■ **WHAT THE TASK REQUIRES**: This task calls for copying each line below that contains "didn".

···

PR #4171, opened 2019-12-05
Change Traffic Ops middleware wrapper symbols to be public

rob05c:
Changes Traffic Ops middleware wrapper symbols to be public.

The primary goal of this is to make them accessible to plugins,
which will almost always want to add the access control, checksum,
server, and gzip headers.

To that end, this also includes an example plugin using middleware.

This doesn't change any code, it only moves and capitalizes existing symbols.

No new tests, no interface change and not a bug fix.

- Traffic Ops

Run unit and API tests, verify they still pass.
Make some requests, verify things work as expected, still return middleware headers appropriately.

Not a bug fix.

## Additional Information

### DIFF
--- a/traffic_ops/traffic_ops_golang/routing/middleware/wrappers.go
+++ b/traffic_ops/traffic_ops_golang/routing/middleware/wrappers.go
@@ -1,4 +1,4 @@
-package routing
+package middleware
 
 /*
  * Licensed to the Apache Software Foundation (ASF) under one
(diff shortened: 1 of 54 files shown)


traffic_ops/traffic_ops_golang/routing/middleware/wrappers.go
```diff
@@ -39,23 +39,39 @@ import (
 	"github.com/apache/trafficcontrol/traffic_ops/traffic_ops_golang/tocookie"
 )
 
+const DefaultRequestTimeout = time.Second * time.Duration(60)
+
+// Middleware ...
```
rawlinp: While you're moving things around, do you mind adding godoc comments to `Middleware`, `GetDefault`, and `Use`?

rob05c: Done. The middleware package now has full GoDoc.

I also moved the RFC and utility symbols that were in there to lib/go-util and lib/go-rfc where they belong. Some of the RFC funcs were using RFC things in lib/go-tc, so I also had to move those to lib/go-rfc. It was a string I didn't intend to pull, but it needed done anyway, and it's done now.

If it's easier to review, I made a new changeset, you should be able to just review https://github.com/apache/trafficcontrol/pull/4171/commits/44bce47c04df52f3a7721f62ee34c8ffd0f19998 - I didn't modify the original changeset.

rob05c:
> which longer -> which no longer

Fixed

PR #4173, opened 2019-12-06
Rewrite stats summary post to golang

### LINKED ISSUE #3833: Rewrite /stats_summary/create to Go
## I'm submitting an ...

- Documentation (possibly)
- Traffic Ops

## Current behavior:
`/stats_summary/create` is handled by Perl

## Expected / new behavior:
`/stats_summary/create` should be handled by Go.

### Minimum API Version
1.1

### Request Methods
- [x] `POST`

N/A

mhoppa:

- [x] This PR does not have a related issue 

Rewrite /stats_summary/create into a new route of /stats_summary 

- Documentation
- Traffic Control Client 
- Traffic Ops
- Traffic Stats


traffic_ops/client/stats_summary.go
```diff
@@ -72,6 +72,6 @@ func (to *Session) CreateSummaryStats(statsSummary tc.StatsSummary) (tc.Alerts,
 	if err != nil {
 		return tc.Alerts{}, reqInf, err
 	}
-	reqInf, err = post(to, fmt.Sprintf("%s/%s", basePathSummaryStats, "create"), reqBody, &alerts)
+	reqInf, err = post(to, basePathSummaryStats, reqBody, &alerts)
```
ocket8888: If you're going to change this client method then it needs to exactly match the behavior of the old endpoint. This one doesn't, because `summaryTime` and `statDate` aren't optional anymore.

docs/source/api/stats_summary.rst
```diff
@@ -173,4 +176,74 @@ Last Updated Summary Stat
 
 	{ "response": {
 		"summaryTime": "2019-11-19 00:04:06+00"
-	}}
\ No newline at end of file
+	}}
+
+``POST``
+.. versionadded:: 1.4.1
```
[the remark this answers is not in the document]
mhoppa: 🤦‍♂

docs/source/api/stats_summary.rst
```diff
@@ -173,4 +176,74 @@ Last Updated Summary Stat
...
+
+:Auth. Required: Yes
+:Roles Required: None
+:Response Type: Object
+
+Request Structure
+-----------------
+:cdnName:             The CDN name for which the summary stat was taken for
+
+	.. note:: If the ``cdn`` is equal to ``all`` it represents summary_stats across all delivery services within the given CDN
```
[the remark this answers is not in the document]
mhoppa: good catch yes

traffic_ops/client/stats_summary.go
mhoppa: statDate is optional and summaryTime has never been optional in my testing I get a 500 when testing it on the old stats_summary/create if I dont pass it in

mhoppa: nvm talked to @ocket8888 offline and he pointed at the differences that I need to match

mhoppa: Okay looking at this a bit I dont think this needs to match the behavior of the old endpoint as we decided on the mailing list we do not need deprecation periods for TO client methods. 

The problem is to match the old behavior you are seeing I would have to change the underlying struct (or make a new one) to take in strings instead of time.Time as you pointed out strings like "today", "yesterday" work. 

I think leaving this as is is fine imo. I guess I could make another client method with a different struct input and post to the old route. Thoughts?

ocket8888: > _"...we decided on the mailing list we do not need deprecation periods for TO client methods."_

That's good enough for me.

docs/source/api/stats_summary.rst
```diff
@@ -173,4 +176,76 @@ Last Updated Summary Stat
...
```
ocket8888: This still says that `"cdn": "all"` means that the stats are for "... all delivery services within the given CDN"

mhoppa: 🤦‍♂

mhoppa:
@ocket8888 once you get a chance can you re review?? :)

CHANGELOG.md
```diff
@@ -11,6 +11,7 @@ The format is based on [Keep a Changelog](http://keepachangelog.com/en/1.0.0/).
 - Traffic Ops Golang Endpoints
   - /api/1.1/cachegroupparameters/{{cachegroupID}}/{{parameterID}} `(DELETE)`
   - /api/1.5/to_extensions `(POST)`
+  - /api/1.5/stats_summary `(POST)`
```
ocket8888: This should probably also include a deprecation notice for `stats_summary/create` which this route is replacing.

mhoppa:
https://github.com/apache/trafficcontrol/pull/4186 already posted waiting for this to merge let me remove the issue from the pull request template so it doesnt close it

PR #4181, opened 2019-12-09
Add Go implementation of POST servers/{id}/queue_update

### LINKED ISSUE #3828: Rewrite /servers/{{id}}/queue_update to Go
## I'm submitting an ...

- Documentation (possibly)
- Traffic Ops

## Current behavior:
`/servers/{{id}}/queue_update` is handled by Perl

## Expected / new behavior:
`/servers/{{id}}/queue_update` should be handled by Go.

### Minimum API Versions
1.1

### Request Methods
- [ ] `POST`

N/A

ChrisHines:
- [x] This PR fixes #3828

- Traffic Ops

Run the added API test against both the Perl and Go backends.

- master (25181a650cc236028a9f7f9154b5a8919abfa3d0)

### DIFF
--- a/traffic_ops/traffic_ops_golang/server/queue_update.go
+++ b/traffic_ops/traffic_ops_golang/server/queue_update.go
@@ -1,0 +1,93 @@
+package server
+
+/*
+ * Licensed to the Apache Software Foundation (ASF) under one
+ * or more contributor license agreements.  See the NOTICE file
+ * distributed with this work for additional information
+ * regarding copyright ownership.  The ASF licenses this file
+ * to you under the Apache License, Version 2.0 (the
+ * "License"); you may not use this file except in compliance
+ * with the License.  You may obtain a copy of the License at
+ *
+ *   http://www.apache.org/licenses/LICENSE-2.0
+ *
+ * Unless required by applicable law or agreed to in writing,
+ * software distributed under the License is distributed on an
+ * "AS IS" BASIS, WITHOUT WARRANTIES OR CONDITIONS OF ANY
+ * KIND, either express or implied.  See the License for the
+ * specific language governing permissions and limitations
+ * under the License.
+ */
+
+import (
+	"database/sql"
+	"encoding/json"
+	"errors"
+	"fmt"
+	"net/http"
+
+	"github.com/apache/trafficcontrol/lib/go-tc"
+	"github.com/apache/trafficcontrol/lib/go-util"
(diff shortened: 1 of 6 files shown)


rawlinp:
add to whitelist

ChrisHines:
> add to whitelist

Is that a request to change something? If so, where is the whitelist and what needs to change?

rawlinp:
That comment was to add your user to the TC asf-ci whitelist so that the PR builder CI will run against your PRs.

traffic_ops/traffic_ops_golang/server/queue_update.go
```diff
@@ -0,0 +1,93 @@
...
+		api.HandleErr(w, r, inf.Tx.Tx, http.StatusNotFound, nil, nil)
+		return
+	}
+
+	api.WriteResp(w, r, tc.ServerQueueUpdate{
+		ServerID: util.JSONIntStr(serverID),
+		Action:   reqObj.Action,
+	})
+
+	api.CreateChangeLogBuildMsg(
```
mhoppa: we should catch an error here and return internal server error to the user (prior to writing the response) via the api.HandleErr(....) func

traffic_ops/traffic_ops_golang/server/queue_update.go
```diff
@@ -0,0 +1,93 @@
...
+
+	serverID := int64(inf.IntParams["id"])
+	queue := reqObj.Action == "queue"
+	ok, err := queueUpdate(inf.Tx.Tx, serverID, queue)
+	if err != nil {
+		api.HandleErr(w, r, inf.Tx.Tx, http.StatusInternalServerError, nil, fmt.Errorf("queueing updates: %v", err))
+		return
+	}
+	if !ok {
+		api.HandleErr(w, r, inf.Tx.Tx, http.StatusNotFound, nil, nil)
```
mhoppa: nit but I wonder if we include the server id in the user id -> server id {id} not found

traffic_ops/traffic_ops_golang/server/queue_update.go
```diff
@@ -0,0 +1,93 @@
...
+		api.Updated,
+		inf.User,
+		inf.Tx.Tx,
+		"server",
+		fmt.Sprint(serverID),
+		map[string]interface{}{"id": serverID},
+	)
+}
+
+func queueUpdate(tx *sql.Tx, serverID int64, queue bool) (bool, error) {
```
awilliams: Consider a comment describing what the `bool` return value represents.

PR #5619, opened 2021-03-09
Fix Ordering of PURGE Deny for atscfg

dsouza93:

    Adds rules to ip_allow in atscfg to allow for PURGE requests over
    localhost. Currently there is a parameter called purge_allow_ip
    that specifies specific IPs where purge requests can come from. This
    parameter DOES NOT WORK on Mids because PURGE/PUSH request denials
    are prepended to the very beginning of ip_allow.
    
    This does not fix that parameter, but opens up PURGE requests specifically
    over localhost.

- Traffic Ops ORT

Run the unit tests.
Generate the IP_allow config with ORT and ensure that on mids additional rules are prepended 
before the PUSH/PURGE deny all rules that allow for PURGE over localhost.

### DIFF
--- a/lib/go-atscfg/ipallowdotconfig.go
+++ b/lib/go-atscfg/ipallowdotconfig.go
@@ -271,8 +271,19 @@ func MakeIPAllowDotConfig(
 		sort.Sort(ipAllowDatas(ipAllowDat))
 
 		// start with a deny for PUSH and PURGE - TODO CDL: parameterize
+		// but leave purge open through localhost
 		if isMid { // Edges already deny PUSH and PURGE
 			ipAllowDat = append([]ipAllowData{
+				{
+					Src:    `127.0.0.1`,
+					Action: ActionAllow,
+					Method: `PURGE`,
+				},
+				{
+					Src:    `::1`,
+					Action: ActionAllow,
+					Method: `PURGE`,
+				},
 				{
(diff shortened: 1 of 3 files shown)


lib/go-atscfg/ipallowdotconfig.go
```diff
@@ -270,20 +270,32 @@ func MakeIPAllowDotConfig(
...
+					Method: `PUSH`,
 				},
 				{
 					Src:    `::-ffff:ffff:ffff:ffff:ffff:ffff:ffff:ffff`,
 					Action: ActionDeny,
-					Method: `PUSH|PURGE`,
+					Method: `PUSH`,
 				},
 			}, ipAllowDat...)
+			// PURGE gets placed at the end of the file
```
alficles, line 288: Unfortunately, this effectively opens PURGE up to every host that can request any data at all from the mid. This isn't likely to be what folks want. Ideally, we parameterize it, but it might work reasonably well to allow it from localhost in the simplest case so folks can use local system access controls to flexibly limit access.

alficles (changes requested):

alficles (approved):
I haven't tested this, but it's pretty straightforward and should do precisely what it says on the tin.

alficles (approved):
Still looks good.

rawlinp (approved):
LGTM

PR #5620, opened 2021-03-10
Convert the fakeOrigin tool to leverage pkg and standard ATC version

jhg03a:

This PR aligns the fakeOrigin testing tool in the repo with the norm for other ATC components both in terms of using pkg to build it and the version number following that of the main ATC project.

- fakeOrigin

`./pkg -o fakeorigin_build`
After build or install the binary version may be checked with `fakeOrigin --version`

- [x] This PR is only to adjust the build method and versioning and as such no tests are required
- [x] This PR does not include a changelog entry as it is an ancillary test tool


pkg
```diff
@@ -99,8 +99,8 @@ while getopts :?78abdf:lopqv opt; do
 			PROJECTS=`$SELF -l | sed "s/^/  - /"`
 			<<-HELP_TEXT cat
 			Usage: $SELF [options] [projects]
-			  -7           Build RPMs targeting CentOS 7 (default)
-			  -8           Build RPMs targeting CentOS 8
+			  -7           Build RPMs targeting CentOS 7
+			  -8           Build RPMs targeting CentOS 8 (default)
```
ocket8888, line 103: Is this true, builds use CentOS8 builds by default?

jhg03a: Yes

infrastructure/docker/build/docker-compose-opt.yml
```diff
@@ -26,3 +26,12 @@ services:
         RHEL_VERSION: ${RHEL_VERSION:-8}
     volumes:
       - ../../../traffic_server/tsb:/opt/tsb-ats:z
+  fakeorigin_build:
+    image: apache/fakeorigin_builder:master
```
zrhoffman, line 30: Can this be `apache/traffic_fakeorigin_builder:master` so that all of the ATC images start with `apache/traffic*_builder`?

infrastructure/docker/build/Dockerfile-fakeOrigin
```diff
@@ -0,0 +1,63 @@
...
+COPY GO_VERSION /
+RUN go_version=$(cat /GO_VERSION) && \
+	curl -Lo go.tar.gz https://dl.google.com/go/go${go_version}.linux-amd64.tar.gz && \
+	tar -C /usr/local -xvzf go.tar.gz && \
+	ln -s /usr/local/go/bin/go /usr/bin/go && \
+	rm go.tar.gz
+
+###
+
+CMD /trafficcontrol/build/clean_build.sh fakeOrigin
```
zrhoffman, line 61: Getting `fakeOrigin/build/build_rpm.sh not found`:
```shell
+ for project in "$@"
+ ./build/build.sh fakeOrigin
+ tee dist/build-fakeOrigin.log
/usr/bin/realpath
fakeOrigin/build/build_rpm.sh not found
The following subdirectories had errors:
   fakeOrigin
Error on line 1 of ./build/build.sh
```

Since `fakeOrigin` is in the `test` directory, this should be:
```dockerfile
CMD /trafficcontrol/build/clean_build.sh test/fakeOrigin
```

For an example of another component that requires this, see `grovetccfg`:
https://github.com/apache/trafficcontrol/blob/74c07997b905fbc6c5feace5f7c849d032bdbc7f/infrastructure/docker/build/Dockerfile-grovetccfg#L57

zrhoffman (changes requested):

zrhoffman (changes requested):

infrastructure/docker/build/docker-compose-opt.yml
jhg03a: That's not its name and would be confusing.

jhg03a: Also, that convention is already broken with grove.

zrhoffman: > Also, that convention is already broken with grove.

That convention is not already broken with grove.

https://github.com/apache/trafficcontrol/blob/41669a17927a1d11e8e7f5cbbf930bec2ac216d1/infrastructure/docker/build/docker-compose.yml#L100
https://github.com/apache/trafficcontrol/blob/41669a17927a1d11e8e7f5cbbf930bec2ac216d1/infrastructure/docker/build/docker-compose.yml#L110

infrastructure/docker/build/Dockerfile-fakeOrigin
jhg03a: Addressed with commit.  I'd already dealt with most of the issues, but I think I must have had a stale docker image or cache.

test/fakeOrigin/build/fakeOrigin.spec
```diff
@@ -35,16 +33,22 @@ A fake HTTP CDN Origin for testing
...
+	cd "$godir" && \
+	cp -r "$TC_DIR"/test/%{name}/* .
+) || { echo "Could not copy go program at $(pwd): $!"; exit 1; }
 
 %install
+cd src/github.com/apache/trafficcontrol/test/%{name}
 rm -rf %{buildroot}/opt/%{name}
 mkdir -p %{buildroot}/opt/%{name}/example
 cp -p %{name} %{buildroot}/opt/%{name}
+#cp -p LICENSE %{buildroot}/opt/LICENSE
```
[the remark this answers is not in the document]
jhg03a: Addressed with commit

infrastructure/docker/build/docker-compose-opt.yml
jhg03a: If a consistent naming convention for all ATC images is desired, it should be `apache/atc_.*_builder` so we also don't conflict with ATS accidentally.  Regardless, I think making that kind of a sweeping change is outside the scope of a single addition.

jhg03a: Ah, you're right.  I was looking in the wrong place.  I've updated it since everything else is consistent, but stand by that we should have used a different prefix for this.

zrhoffman (approved):

PR #5631, opened 2021-03-11
Add RHEL version to grove RPM filename

jhg03a:
This makes grove consistent with every other ATC rpm

- Grove

Build grove and grovetccfg and note that either `el8` or `el7` will be present.

- master

- [x] Grove's tests don't leverage the rpm filename
- [x] Grove is still an experimental component
- [x] Such an update is not necessary


zrhoffman (approved):
Confirmed `grove` and `grovetccfg` RPM filenames include the RHEL version now.

PR #5632, opened 2021-03-12
Allow sphinx to use multiple cpu cores

jhg03a:

- Documentation

Ensure that the documentation at least compiles still, and probably takes less time depending on hardware.

- master

### DIFF
--- a/docs/Makefile
+++ b/docs/Makefile
@@ -19,7 +19,7 @@
 #
 
 # You can set these variables from the command line.
-SPHINXOPTS    =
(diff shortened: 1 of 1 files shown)


jhg03a:
On a 64 core system, this took the running of `./pkg -v docs` from 5m26s to 43s.

ocket8888 (approved):
This seems to work. The only docs warnings are unrelated to the change. I broke a couple tables earlier in the week.

I've been meaning to do this for a while, but never got around to it; thanks.

PR #5635, opened 2021-03-12
Prevent leftover artifacts of TSB breaking builds

jhg03a:
Several projects like traffic_monitor will break presently if you build 
ATS with the optional build in pkg due to tsb leaving its source code 
behind which then gets picked up by the main go mod calls.

- ATS
- Build

1. `./pkg -v traffic_monitor_build`
2. `./pkg -v -o ats`
3. `./pkg -v traffic_monitor_build`

- master

### DIFF
--- a/traffic_server/tsb/go.mod
+++ b/traffic_server/tsb/go.mod
@@ -1,3 +1,20 @@
 module github.com/apache/trafficcontrol/traffic_server/tsb
 
+// Licensed to the Apache Software Foundation (ASF) under one
+// or more contributor license agreements.  See the NOTICE file
+// distributed with this work for additional information
+// regarding copyright ownership.  The ASF licenses this file
+// to you under the Apache License, Version 2.0 (the
+// "License"); you may not use this file except in compliance
+// with the License.  You may obtain a copy of the License at
+//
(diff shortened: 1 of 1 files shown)


zrhoffman (commented):
I am -1 on creating new Go modules for the sole purpose of ignoring their contents because
* We should limit ourselves to a single go.mod for the entire project.
* This is not the only directory that we would benefit from ignoring (for example, the tests in `traffic_ops_ort/testing/ort-tests` fail outside of the ORT testing environment), and having several `go.mod` files in various parts of the project would get confusing.
* For Go projects, the idiomatic way of having `go` ignore a file or directory is to [have it start with `.` or `_`](https://github.com/golang/go/blob/cdd08e615a/src/cmd/go/internal/help/helpdoc.go#L113-L114). From `go help packages`:
  > ```go
  > Directory and file names that begin with "." or "_" are ignored
  > by the go tool, as are directories named "testdata".
  > ```

PRed the directory rename in #5639, feel free to review.

zrhoffman:
@jhg03a TSB no longer breaks builds after #5639 was merged. Can #5635 be closed?

PR #5641, opened 2021-03-14
Fix atscfg header rewrite injection

rob05c:
Fixes header rewrite injection for:
- max origin connections to not [L], which can break custom rewrites
- max origin connections for new ATS 9 param
- service category to always include hook
- service category to sanitize user input
- fix header rewrite code duplication
- fix to ignore hdr_rw_ location params for Topology DSes

- Traffic Ops ORT

Run ORT unit tests. Run ORT integration tests. Run ORT manually, verify config generates correctly, particularly header rewrites.


lib/go-atscfg/headerrewritedotconfig.go
```diff
@@ -23,74 +23,300 @@ import (
...
+func InnerHeaderRewriteConfigFileName(dsName string) string {
+	return HeaderRewriteInnerPrefix + dsName + ConfigSuffix
+}
+
+func LastHeaderRewriteConfigFileName(dsName string) string {
+	return HeaderRewriteLastPrefix + dsName + ConfigSuffix
+}
+
+// MakeHeaderRewriteDotConfig makes the header rewrite file for
+// an Edge hdr_rw_ or Mid hdr_rw_mid_ or Topology hdr_rw_{first,inner,last} file,
```
alficles, line 60: Is this comment correct? It looks like it should be `{first,inner,last}_hdr_rw_`, right? The order presented here suggests a potential conflict with a ds named `inner_`, for example.

rob05c: Yes, the comment is correct: https://github.com/apache/trafficcontrol/blob/0170bba93b4e8c3e9079b1d7f930d2c878de29e1/lib/go-atscfg/topologyheaderrewritedotconfig.go#L38

It matches the existing pattern. Yes, a DS named `inner` could cause problems, but that's true today for a DS named `mid` or `hdr_rw`.

For what it's worth, it won't cause problems once DeliveryServiceServers go away, and all DSes are using Topologies.

The only real way to fix it before that, would be to refactor and rename the DSS Edge file to be `hdr_rw_edge_*`, which would incur a non-change on every single Edge server when people upgrade.

rawlinp:
Question: does this supersede https://github.com/apache/trafficcontrol/pull/5537?

rawlinp:
Also, please add this to the 5.1.1 milestone if you think it should go into the 5.1.1 release.

rob05c:
> Question: does this supersede #5537?

Yes, this included that fix. I should have actually included that changeset to give @jehunte credit, I was just being lazy.
I went ahead and merged #5537 and rebased this.

lib/go-atscfg/headerrewritedotconfig.go
```diff
@@ -23,74 +23,300 @@ import (
...
+	topologies := makeTopologyNameMap(topologiesArr)
+
+	// TODO verify prefix and suffix? Perl doesn't
+	dsName := fileName
+	dsName = strings.TrimSuffix(dsName, ConfigSuffix)
+	dsName = strings.TrimPrefix(dsName, HeaderRewriteFirstPrefix)
+	dsName = strings.TrimPrefix(dsName, HeaderRewriteInnerPrefix)
+	dsName = strings.TrimPrefix(dsName, HeaderRewriteLastPrefix)
+	dsName = strings.TrimPrefix(dsName, HeaderRewriteMidPrefix)
+	dsName = strings.TrimPrefix(dsName, HeaderRewritePrefix)
```
alficles, line 99: This code means that someone who can create or modify a DS, possibly with scope limited by tenancy can alter the config for a different DS by manipulating the name of the DS. This feels like a potential security issue in the making.

alficles (changes requested):
I think this is mostly fine, but I'm worried about the potential naming issue.

alficles (approved):
Looks like underscores in the DS name will cause all sorts of other issues and just need to be removed entirely. This issue isn't unique to this, so we can merge.

lib/go-atscfg/headerrewritedotconfig.go
rob05c: > Looks like underscores in the DS name will cause all sorts of other issues and just need to be removed entirely. This issue isn't unique to this, so we can merge.

Yep. I made https://github.com/apache/trafficcontrol/issues/5658 to add that validation to Traffic Ops

ocket8888:
This seems based on some larger bodies of work not slated for inclusion in 5.1.1. If a backport PR can be made and you wanna do that, let me know and I'll make sure an RC0 includes it, but the commit resulting from this PR cannot be cherry-picked in as-is due to conflicts.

···

■ **RESPONSE TO THE TASK**:
I also moved the RFC and utility symbols that were in there to lib/go-util and lib/go-rfc where they belong. Some of the RFC funcs were using RFC things in lib/go-tc, so I also had to move those to lib/go-rfc. It was a string I didn't intend to pull, but it needed done anyway, and it's done now.
If it's easier to review, I made a new changeset, you should be able to just review https://github.com/apache/trafficcontrol/pull/4171/commits/44bce47c04df52f3a7721f62ee34c8ffd0f19998 - I didn't modify the original changeset.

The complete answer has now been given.